Washington, DC — Today the open-access journal Nature published results of a promising study on a potential way to block the malaria parasite from infecting mosquitoes that transmit malaria through a naturally occurring microbe.
Researchers at the International Centre of Insect Physiology and Ecology (Icipe) in Kenya and the University of Glasgow in the UK "have identified a microbe in malaria mosquitoes that is capable of blocking transmission of the disease from the insects to people", Icipe said in a statement published on its website.
The findings are big news, because malaria remains a disease that kills nearly half a million people annually, most of them children in sub-Saharan Africa. A vaccine remains an elusive target so far, and previous research on blocking malaria parasites have been far less encouraging. "In contrast", the researchers found "high levels of impairment of P. falciparum transmission were observed" for the microbe called Microsporidia MB.
The scientists operating from Icipe discovered that the naturally occurring microbe they found in a percentage of mosquitoes in high-malaria areas of western Kenya can completely block transmission of the Plasmodium malaria parasite in mosquitoes – meaning those mosquitoes cannot infect people.
"We were excited to find that the Microsporidia MB symbiont is transmitted from mother mosquitoes to their offspring, and that the microbe does not compromise the ability of mosquitoes to survive," adds Lilian Mbaisi, a Kenyan scholar who was involved in the study, as part of her MSc research at icipe, registered at the University of Nairobi."
People who slather their bare skins with toxic mosquito repellents to avoid being infected with serious mosquito-borne diseases might wonder why the researchers note approvingly that Microsporidia MB does not harm the host mosquito. But mosquitoes are part of the food eco-system of other species, including birds and fish.
Intentionally infecting more mosquitoes with a microbe that some of them already harbour will be less controversial – perhaps with fewer unforeseen consequences - than with other pathogens that may block Plasmodium transmission. This opens the way to various methods of spreading the microbe among mosquito populations, including mass spraying of mosquito populations.
Insecticide-treated bednets have been a first-line defense against malaria in Africa – reducing deaths substantially, but they must cover every person at risk of malaria to be effective, and they must be replaced regularly, posing large financial and logistical obstacles.
As the study published in Nature says:
"The malaria disease burden remains a major impediment to economic development over many regions of sub-Saharan Africa. Large-scale insecticide treated net (ITN) distribution campaigns over the previous 15 years have reduced malaria cases by an estimated 40%. However, progress has plateaued; between 2014 and 2016 global incidence remained essentially the same. This is a strong indication that current control measures are insufficient and additional novel strategies to control Anopheles mosquito populations or their capacity to transmit Plasmodium parasites are needed if we are to make further inroads in reducing malaria incidence."

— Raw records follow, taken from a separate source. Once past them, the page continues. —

Issue #211, opened 2016-08-19
RequirePermissions precondition for the bot itself


Kwoth:
RequirePermissions right now has guild and channel permissions which are checked on the user running the command.

For commands like ban,prune, channel manipulation... it would be nice to have preconditions which are compared against the **CurrentUser** (the bot itself) to avoid 403s and other failures in the command's code.

FiniteReality:
This is definitely something we should include, but I'm going to say it needs to be put on hold until we figure out a nice way to pass around information like the bot's user to the precondition.

A current workaround for you would be to use the 'moduleInstance' parameter in your own precondition to pass around the client instance and use that to check your permissions.

foxbot:
Preconditions now have a CommandContext passed into them, this should be an easy addition.

foxbot:
Fixed as of ea148db08b2c2fa643167a4d0703113ee04a44ab

PR #376, opened 2016-11-25
Improve preconditions

foxbot:
**This is a breaking change.**

This PR implements a RequireOwner precondition, which will require that the user invoking a command is the owner of the bot.

A RequireBotPermission precondition is introduced (per #211), which will require that the bot has a specified permission in the context of the command. As previously discussed, RequirePermission was renamed to RequireUserPermission.

All preconditions now include docstrings.

### DIFF
--- a/src/Discord.Net.Commands/Attributes/Preconditions/RequireOwnerAttribute.cs
+++ b/src/Discord.Net.Commands/Attributes/Preconditions/RequireOwnerAttribute.cs
@@ -13,12 +13,9 @@ namespace Discord.Commands
     [AttributeUsage(AttributeTargets.Class | AttributeTargets.Method, AllowMultiple = false, Inherited = true)]
     public class RequireOwnerAttribute : PreconditionAttribute
     {
-        private IApplication application;
-
         public override async Task<PreconditionResult> CheckPermissions(CommandContext context, CommandInfo command, IDependencyMap map)
         {
-            if (application == null)
-                application = await context.Client.GetApplicationInfoAsync();
+            var application = await context.Client.GetApplicationInfoAsync();
             if (context.User.Id == application.Owner.Id) return PreconditionResult.FromSuccess();
             return PreconditionResult.FromError("Command can only be run by the owner of the bot");
         }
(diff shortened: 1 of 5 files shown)


src/Discord.Net.Commands/Attributes/Preconditions/RequireOwnerAttribute.cs
```diff
@@ -0,0 +1,26 @@
...
+    /// <remarks>This precondition will only work if the bot is a bot account.</remarks>
+    [AttributeUsage(AttributeTargets.Class | AttributeTargets.Method, AllowMultiple = false, Inherited = true)]
+    public class RequireOwnerAttribute : PreconditionAttribute
+    {
+        private IApplication application;
+
+        public override async Task<PreconditionResult> CheckPermissions(CommandContext context, CommandInfo command, IDependencyMap map)
+        {
+            if (application == null)
+                application = await context.Client.GetApplicationInfoAsync();
```
RogueException: Ratelimit risk, we should make sure we cache this info in DiscordSocketClient.

Auralytical (changes requested):

src/Discord.Net.Commands/Attributes/Preconditions/RequireOwnerAttribute.cs
foxbot: @RogueException are preconditions created every time a command is invoked? I was under the impression that they were only created once, which was why I already cache this.

FiniteReality: The precondition instance is cached in the CommandInfo/ModuleInfo type - so this should not be an issue as long as the command isn't loaded/unloaded multiple times.

However, I think that caching ApplicationInfo on the DiscordSocketClient would be a good idea for the lib overall - I would use it in my preconditions to prevent ratelimits from occuring.

RogueException: I didn't notice the caching here already... whoops. But yeah, never cache at the precondition level since it won't be updated by logouts.

PR #377, opened 2016-11-25
Add CommandServiceConfig, DefaultRunMode

### LINKED ISSUE #368: CommandService should expose a DefaultRunMode option
Currently, commands are set to 'RunMode.Sync' by default. This should work fine for most bots, but for any bots receiving high-traffic, the 200-300ms required for a single reply will cause a noticeable lag and backup for the bot.

By changing the default RunMode to Mixed, the light work in a command (e.g. string manipulation) will still be left on the gateway thread, but the bot will not wait for callbacks from the Discord API on the gateway thread.

foxbot:
This adds an (optional) CommandServiceConfig, as well as a DefaultRunMode for commands.

This resolves #368 (for commands where a RunMode is not explicitly specified, a custom default value should be used)

### DIFF
--- a/src/Discord.Net.Commands/Attributes/CommandAttribute.cs
+++ b/src/Discord.Net.Commands/Attributes/CommandAttribute.cs
@@ -6,7 +6,7 @@ namespace Discord.Commands
     public class CommandAttribute : Attribute
     {
         public string Text { get; }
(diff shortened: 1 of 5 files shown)


AntiTcb:
Also sounds like a good place to stick MultiMatchHandling in as well.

The study found that "the impairment of Plasmodium transmission combined with the key characteristics that will facilitate artiﬁcially elevating its population frequency, namely spore production that is likely to facilitate dissemination, efficient transovarial transmission and apparently non-virulent interactions with An. Arabiensis mosquitoes make Microsporidia MB a realistic candidate for a stable vector population replacement strategy."
The conclusion, in cautious academic style: "As an unmodified, Anopheles-associated inherited endosymbiont, [Microsporidia MB] provides attractive prospects for malaria control." In lay terms, this could be a breakthrough.